Issue #2310, opened 2023-12-21
add DAQP as a solver


ghorn:
This is a feature request to add DAQP (https://github.com/darnstrom/daqp) as a solver. It is available on pypi.

It's a modern dual active set method that is useful for control problems, including embedded optimization problems.

phschiele:
It would be nice to have an active set solver supported.
Note: this solver is also available via [qpsolvers](https://pypi.org/project/qpsolvers/)

enzbus:
According to the paper it's super fast on small to medium programs (it uses dense LA). Would love to have it interfaced through Cvxpy. One of the co-authors is also co-author of OSQP so it's likely to have a very similar interface.

phschiele:
Thanks again @enzbus, closing this issue.

PR #2309, opened 2023-12-21
Advanced features refactor

Transurgeon:
## Description
Please include a short summary of the change.
This PR introduces some updates to the documentation, especially making many changes to the advanced features section of the tutorial. 
- moved SDP, MIP, attributes to a new section titled ``Advanced Constraints``
- moved solver related stuff to a new section titled ``Solver Features``
- moved DPP and sensitivity analysis to a new section titled ``DPP``
- combined license, related projects, citations and short course into a new top level page titled ``other``
- removed content tree in FAQ since the new theme does it automatically
- other minor changes that use the sphinx immaterial theme features (ex: using collapsible instead of dropdown)
The documentation changes can be previewed [here](https://cvxpy--49.org.readthedocs.build/en/49/).

## Type of change
- [ ] New feature (backwards compatible)
- [ ] New feature (breaking API changes)
- [ ] Bug fix
- [x] Other (Documentation, CI, ...)

## [Contribution checklist](https://www.cvxpy.org/contributing/index.html#contribution-checklist)
- [x] Add our license to new files.
- [x] Check that your code adheres to our coding style.
- [x] Write unittests.
- [x] Run the unittests and check that they’re passing.
- [x] Run the benchmarks to make sure your change doesn’t introduce a regression.

PR #2312, opened 2023-12-24
DAQP solver initial interface

enzbus:
## Description
This is a first implementation of an interface to the DAQP active set (dense) QP solver, an open source solver published in 2023. This was requested in issue #2310.

## Notes
This is a straightforward implementation of the Python interface [described in the documentation](https://darnstrom.github.io/daqp/start/python). The main catch is that DAQP with its default parameters can't solve QPs whose cost matrix has zero eigenvalues (that includes LPs). It can do so if we change the ``eps_prox`` option; I implemented the following logic:

- check if the cost matrix is positive definite; if so leave default ``eps_prox`` = 0 which gives best performance (both numerical and execution time)
- if instead the cost matrix has null eigenvalues, set ``eps_prox=1e-5``; this was obtained by benchmarking with a typical use-case -> https://gist.github.com/enzbus/3d0236c7ed93cff5f0ec3f8587bcd67e

## Type of change
- [X ] New feature (backwards compatible)
- [ ] Bug fix

- [X ] Add our license to new files.
- [ X] Check that your code adheres to our coding style.
- [ ] Write unittests.
- [X ] Run the unittests and check that they’re passing.


enzbus:
@SteveDiamond @phschiele @PTNobel @rileyjmurray any comments? Also @bstellato should be happy (OSQP is both faster and more robust). Thanks and happy holidays.

PTNobel:
Hey Enzo, I'm out of the country and won't be able to review this till after I'm back.

enzbus:
For more context here's another little benchmark, on linearly constrained least squares (so there's not proximal step involved). OSQP clearly in the lead.

https://gist.github.com/enzbus/426bd635d3dd7df559855c934495c899

doc/source/tutorial/advanced/index.rst
```diff
@@ -829,6 +831,51 @@ For others see `OSQP documentation <https://osqp.org/docs/interfaces/solver_sett
...
+``'fval_bound'``
+    Maximum allowed objective function value. The solver terminates if the dual
+    objective exceeds this value (since it is a lower bound of the optimal value,
+    default: 1e30).
+
+``'eps_prox'``
+    Regularization parameter used for proximal-point iterations (0 means that
+    no proximal-point iterations are performed). If the
+    cost matrix has a null eigenvalue, setting this to 0 (upstream's default)
+    makes DAQP fail. Note that Cvxpy's canonicalization procedure may add extra
```
SteveDiamond, line 870: Capitalize CVXPY

SteveDiamond (approved):
This looks great to me! Thanks, Enzo! Let's have a another review before we merge, but seems like everything is there.

enzbus:
Thanks! Fixed that, and DAQP's author approves this initial implementation (see https://github.com/darnstrom/daqp/issues/31 ). Thanks and happy new year!

cvxpy/reductions/solvers/defines.py
```diff
@@ -42,9 +42,10 @@
 from cvxpy.reductions.solvers.conic_solvers.xpress_conif import XPRESS as XPRESS_con
 from cvxpy.reductions.solvers.qp_solvers.copt_qpif import COPT as COPT_qp
```
PTNobel, line 43: Shouldn't this and the line below be moved down below the comment `# QP interfaces` too?

cvxpy/reductions/solvers/qp_solvers/daqp_qpif.py
```diff
@@ -0,0 +1,162 @@
...
+        # Map DAQP statuses back to CVXPY statuses
+        status = self.STATUS_MAP.get(exitflag, s.SOLVER_ERROR)
+
+        if status in s.SOLUTION_PRESENT:
+            opt_val = fval + inverse_data[s.OFFSET]
+            primal_vars = {
+                DAQP.VAR_ID:
+                intf.DEFAULT_INTF.const_to_matrix(np.array(xstar))
+            }
+            # need to skip unused variable bounds constraints
```
PTNobel, line 80: What are these unused variable bounds constraints? Why are they being passed to the solver?

PTNobel (commented):
Overall, this seems like a good interface; thank you Enzo!

I am a bit nervous about adding a "sparse -> dense" step in the solver interface. It feels like using this solver is a big performance footgun, and at the least it should be called out in the docs. Thoughts?

cvxpy/reductions/solvers/defines.py
enzbus: I don't remember but I think the import reorder was done by `ruff`, is there a logic I was missing?

cvxpy/reductions/solvers/qp_solvers/daqp_qpif.py
enzbus: To my understanding variable bounds are mandatory, this point also the author was particular about and asked whether Cvxpy can't handle those natively (I told him there are people looking into those but it's not there yet).

enzbus:
> Overall, this seems like a good interface; thank you Enzo!
> 
> 
> 
> I am a bit nervous about adding a "sparse -> dense" step in the solver interface. It feels like using this solver is a big performance footgun, and at the least it should be called out in the docs. Thoughts?

Agreed, I've done only limited execution time benchmarking but it didn't look to me that the sparse-dense conversion was too costly, worth investigating though. I don't see an alternative, though, other than perhaps factoring it out to be re-used by other interfaces, I think only one other at this point, or writing a new canonicalizer with dense output which is much more work I guess.

SteveDiamond:
For what it's worth, there is a dense canonicalization backend now if you use canon_backend=NUMPY_CANON_BACKEND

I don't think it's necessary or desirable to couple the canonicalization backend to the solver, but it might be worth trying this interface with that backend or documenting that the dense backend is recommended.

Also, I will post some thoughts about propagating variable bounds in the discord

enzbus:
> For what it's worth, there is a dense canonicalization backend now if you use canon_backend=NUMPY_CANON_BACKEND
> 
> I don't think it's necessary or desirable to couple the canonicalization backend to the solver, but it might be worth trying this interface with that backend or documenting that the dense backend is recommended.
> 
> Also, I will post some thoughts about propagating variable bounds in the discord

Ok! I should have thought of that, will do some more interesting benchmarks then. Also, what's the policy for `SolverStats.solve_time` and `SolverStats.setup_time` ? We put there the time reported by the solver (but I'm not sure it's accurate, probably ignores the time spent in its own Python interface)? Would it be better to time it in the interface? In any case will get back to it ASAP.

cvxpy/reductions/solvers/defines.py
PTNobel: I think the QP solver interfaces were supposed to be below the comment about `# QP solvers` and the conic programs above...

cvxpy/reductions/solvers/qp_solvers/daqp_qpif.py
PTNobel: Ah okay that makes sense.

PTNobel:
> For what it's worth, there is a dense canonicalization backend now if you use canon_backend=NUMPY_CANON_BACKEND
> 
> I don't think it's necessary or desirable to couple the canonicalization backend to the solver, but it might be worth trying this interface with that backend or documenting that the dense backend is recommended.

@SteveDiamond correct me if I'm wrong, but the NumPy backend will convert to sparse before passing it into the solver interface right? We should probably have a way to skip that conversion if the solver interface wants a dense object.

SteveDiamond:
> > For what it's worth, there is a dense canonicalization backend now if you use canon_backend=NUMPY_CANON_BACKEND
> > I don't think it's necessary or desirable to couple the canonicalization backend to the solver, but it might be worth trying this interface with that backend or documenting that the dense backend is recommended.
> 
> @SteveDiamond correct me if I'm wrong, but the NumPy backend will convert to sparse before passing it into the solver interface right? We should probably have a way to skip that conversion if the solver interface wants a dense object.

That could be right, I'm not sure though. @phschiele @Transurgeon how does the NumPy backend work in this regard?

phschiele:
> > > For what it's worth, there is a dense canonicalization backend now if you use canon_backend=NUMPY_CANON_BACKEND
> > > I don't think it's necessary or desirable to couple the canonicalization backend to the solver, but it might be worth trying this interface with that backend or documenting that the dense backend is recommended.
> > 
> > 
> > @SteveDiamond correct me if I'm wrong, but the NumPy backend will convert to sparse before passing it into the solver interface right? We should probably have a way to skip that conversion if the solver interface wants a dense object.
> 
> That could be right, I'm not sure though. @phschiele @Transurgeon how does the NumPy backend work in this regard?

That's right, the dense backend has the same (sparse) output format as the other backends. We'd need to have a flag for the output and also update a few transformations that happen after the backend (or at least, verify that all overloaded operators work for sparse and dense matrices).

enzbus:
Do you guys want to look into amending the numpy canonicalizer to produce a dense problem matrix? It would be cool but out of scope for this solver interface I guess, can always be added later. I haven't had time to benchmark it better yet but I was under the impression the sparse-dense conversion wasn't too costly. As an aside, the solver author mentioned he was interested in `cvxpygen`, I guess having a dense canonicalizer in CVXPY would be helpful for that side project too...

SteveDiamond:
We can look into that later. This is good to go.

SteveDiamond:
I did some work on propagating variable upper and lower bounds to the solver:
https://github.com/cvxpy/cvxpy/pull/2321

If the general design seems good, it will be easy to integrate with the DAQP interface.

enzbus:
Hello @Transurgeon, looks like #2309 overwrote the changes to `doc/advanced/solvers/index.rst` introduced by this PR (adding DAQP). Should be fixable by a copy-paste but maybe you should have a look. Cc @SteveDiamond

enzbus:
Thank you @Transurgeon @SteveDiamond ! PS I encountered the same issue recently (splitting a git-tracked file into many ones breaks automatic merge) and with some digging I found the solution, if you use [this script](https://github.com/cvxgrp/cvxportfolio/blob/master/git-split.sh) it keeps the correct git history and allows for automatic merge.

PR #2313, opened 2023-12-25
change some O(n) lookups in scip_conif.py to O(1)

onlyblackstars:
## Description
Minor change for SCIP wrapper that reduces some O(n) lookups to O(1). The lookups get called as many times as there are variables by get_variable_type (in scip_conif.py). 

(Anecdotally, this reduced my create_variables() time from 10 minutes to 0.5 seconds.)

## Type of change
- [X] Bug fix

### DIFF
--- a/cvxpy/reductions/solvers/conic_solvers/scip_conif.py
+++ b/cvxpy/reductions/solvers/conic_solvers/scip_conif.py
@@ -125,8 +125,8 @@ class SCIP(ConicSolver):
 
         # data, inv_data = super(SCIP, self).apply(problem)
         variables = problem.x
-        data[s.BOOL_IDX] = [int(t[0]) for t in variables.boolean_idx]
-        data[s.INT_IDX] = [int(t[0]) for t in variables.integer_idx]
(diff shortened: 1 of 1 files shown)


PTNobel (approved):
Overall looks good to me; is there a reason not to use set constructor notation?

onlyblackstars:
> Overall looks good to me; is there a reason not to use set constructor notation?

No reason except to convey intent. The variables `data[s.BOOL_IDX]` and `data[s.INT_IDX]` in some other `ConicSolver` subclasses get passed up as lists (though there's no apparent requirement that they actually be lists/Sequences) and someone might one day think that, e.g., the one use of `{...}` in scip_conif.py was unintentional. 🤷‍♂️

phschiele (approved):
Fine with me to use `set()` to make this choice more explicit.

PTNobel:
That's a good point; could you add a comment explaining the benefit of this optimization to make sure it survives future editing?

SteveDiamond (approved):

PR #2315, opened 2023-12-31
avoid sparse identity matrix multiply in conic_solver.py

ghackebeil:
Compiling a "highly" parameterized linear program seems to hit a slow path involving a number of scipy sparse matrix multiplication operations within the ConicSolver reduction. By avoiding multiplication altogether for the trivial cases involving identity and negative identity operations, the initial compilation path for a parameterized linear program can be sped up by orders of magnitude.

As an example, for a relatively sparse problem with ~7k variables, ~20k constraints and ~7k parameters (all on the rhs of constraints), with this change the initial cvxpy compile time goes from ~140s to 0.4s (**350x speedup**).

pr_benchmark comments:
```
Benchmarks that have improved:

       before           after         ratio
     [8d1c56d4]       [987310df]
-         2.65±0s          2.40±0s     0.91  simple_LP_benchmarks.SimpleFullyParametrizedLPBenchmark.time_compile_problem
-         425±0ms          248±0ms     0.58  high_dim_convex_plasticity.ConvexPlasticity.time_compile_problem
```

## Type of change
- [x] performance enhancement

- [ ] ~Write unittests~ (looks like there's already a benchmark that covers this, seems to have improved)
- [x] Run the unittests and checked that they’re passing (missing some solvers locally though)

### DIFF
--- a/cvxpy/reductions/solvers/conic_solvers/conic_solver.py
+++ b/cvxpy/reductions/solvers/conic_solvers/conic_solver.py
@@ -44,6 +44,19 @@ class LinearOperator:
     def __call__(self, X):
         return self._matmul(X)
 
+class IdentityOperator(LinearOperator):
+    """A wrapper for the identity operator."""
+    def __init__(self, n):
+        self.shape = (n,n)
+    def __call__(self, X):
+        return X
+
+class NegativeIdentityOperator(LinearOperator):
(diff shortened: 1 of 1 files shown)


SteveDiamond (approved):
Thanks for finding this!

PR #2319, opened 2024-01-10
Use new NumPy API

phschiele:
## Description
Thanks @PTNobel for the ping about https://numpy.org/devdocs/numpy_2_0_migration_guide.html
I ran `ruff check . --preview` locally, as the "NPY201" rule is still in preview. Nevertheless, I added it to the linting rules so it will become active at some point.

## Type of change
- [ ] Bug fix

- [x] Write unittests.


PTNobel (approved):
Changes are fine, but ruff is failing in CI.

PR #2321, opened 2024-01-12
Propagate variable bounds to the solver

SteveDiamond:
## Description
This MR adds a flag to solvers that indicates whether they have special handling for upper and lower bounds on variables. If they do have special handling, then variable bounds are passed through to the ParamConeProg object where problem data is stored for the solver. Variable bounds are also passed through to ParamQuadProg for the QP pathway.

The DAQP interface is updated to use variable bounds. Other interfaces can be updated in future MRs.

Issue link (if applicable): #2312

## Type of change
- [ ] Bug fix

- [x] Write unittests.


cvxpy/reductions/solvers/solving_chain.py
```diff
@@ -145,20 +145,20 @@ def _reductions_for_problem_class(problem, candidates, gp: bool = False, solver_
...
-        if not candidates['conic_solvers']:
-            raise SolverError("Problem could not be reduced to a QP, and no "
-                              "conic solvers exist among candidate solvers "
-                              "(%s)." % candidates)
-
+    # Special reduction for finite set constraint, 
+    # used by both QP and conic pathways.
     constr_types = {type(c) for c in problem.constraints}
     if FiniteSet in constr_types:
         reductions += [Valinvec2mixedint()]
```
SteveDiamond, line 152: This reduction now happens earlier in the QP canonicalization pathway, but I think it's fine.

cvxpy/tests/test_constraints.py
```diff
@@ -396,6 +396,15 @@ def test_nonneg_dual(self) -> None:
         prob.solve(solver=cp.OSQP)
         self.assertItemsAlmostEqual(prob.constraints[0].dual_value, dual)
 
+    def test_bound_properties(self) -> None:
```
SteveDiamond, line 399: We forgot to implement domain for bounded variables, so I added that functionality.

cvxpy/reductions/cvx_attr2constr.py
```diff
@@ -87,13 +99,31 @@ def lower_value(variable, value):
 class CvxAttr2Constr(Reduction):
     """Expand convex variable attributes into constraints."""
 
+    def __init__(self, problem=None, ignore_bounds: bool = False) -> None:
```
phschiele, line 102: Maybe `reduce_bounds` would be easier to understand.

SteveDiamond: Done.

SteveDiamond: I also added a test for when the bounds are not supposed to be passed to the solver.

SteveDiamond:
@enzbus could you help add support to the DAQP interface for variable bounds? I got the bound info going into the interface but I don't understand the solver formatting super well.

enzbus:
Congrats @SteveDiamond , this is great! I had no idea it was this close already. Let me try it with DAQP.

enzbus:
What about the dual variables associated with the variable bounds @SteveDiamond , how to we pass them back?

SteveDiamond:
> What about the dual variables associated with the variable bounds @SteveDiamond , how to we pass them back?

Hmm not sure. I think the most correct thing would be to attach them to the ``variable.domain`` constraints. I'll see how hard that would be.

SteveDiamond:
> > What about the dual variables associated with the variable bounds @SteveDiamond , how to we pass them back?
> 
> Hmm not sure. I think the most correct thing would be to attach them to the `variable.domain` constraints. I'll see how hard that would be.

This is too difficult for this PR. So the functionality in this PR would not include passing back dual variables for variable attributes. Currently cvxpy doesn't support this anyway, so this isn't a regression.

SteveDiamond:
This is enough work for this MR IMO. Future MRs can add variable bound support to more solver interfaces. I looked into adding it to the mosek interface, but the dualization makes it a bit more complicated. Also there is a rewrite of the mosek interface in the works so better not to mess with it for now.

PTNobel:
> the dualization makes it a bit more complicated

If we switch to the conic interface we no longer need the dualization right?

rileyjmurray:
MOSEK’s “affine” conic interface (as opposed to its traditional “direct”
conic interface) is implemented just by adding slack variables. There are
pretty fundamental reasons why this will make problems more computationally
challenging given how CVXPY represents problems. So  I anticipate
dualization being something we want in place for the foreseeable future.
Happy to revisit if others think differently.

SteveDiamond:
I agree with @rileyjmurray, we will always need dualization. The Mosek devs actually suggested that we have logic that decides whether to dualize or not, since for some SDPs dualization makes the problem slower (and Mosek has automatic dualization for SOCPs and LPs). I think these are SDPs in LMI standard form? I would need to dig up the issue.

PTNobel:
Ah okay; sorry I misunderstood

enzbus:
> I agree with @rileyjmurray, we will always need dualization. The Mosek devs actually suggested that we have logic that decides whether to dualize or not, since for some SDPs dualization makes the problem slower (and Mosek has automatic dualization for SOCPs and LPs). I think these are SDPs in LMI standard form? I would need to dig up the issue.

My 2 cents on Mosek intf from the finance community: just make sure any big change on it is approved by the Mosek people. I had more than one discussion with folks claiming that CVXPY+Mosek is slower than native Mosek, they shut up when I tell them that the CVXPY Mosek interface is maintained by Mosek employees, and performance difference is not an issue.

cvxpy/expressions/leaf.py
```diff
@@ -273,18 +274,73 @@ def is_complex(self) -> bool:
...
+    def _has_lower_bounds(self) -> bool:
+        """Does the variable have lower bounds?"""
+        if self.is_nonneg():
+            return True
+        elif self.attributes['bounds'] is not None:
+            lower_bound = self.attributes['bounds'][0]
+            if np.isscalar(lower_bound):
+                return lower_bound != -np.inf
+            else:
+                return np.any(lower_bound != -np.inf)
```
phschiele, line 286: Is there an else case missing here?
```suggestion
            else:
                return np.any(lower_bound != -np.inf)
        else:
            return False
```

cvxpy/expressions/leaf.py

[What you have to do]: Task for the records above: copy every line in which the word "discord" occurs.

[Task solution]:
Also, I will post some thoughts about propagating variable bounds in the discord
> Also, I will post some thoughts about propagating variable bounds in the discord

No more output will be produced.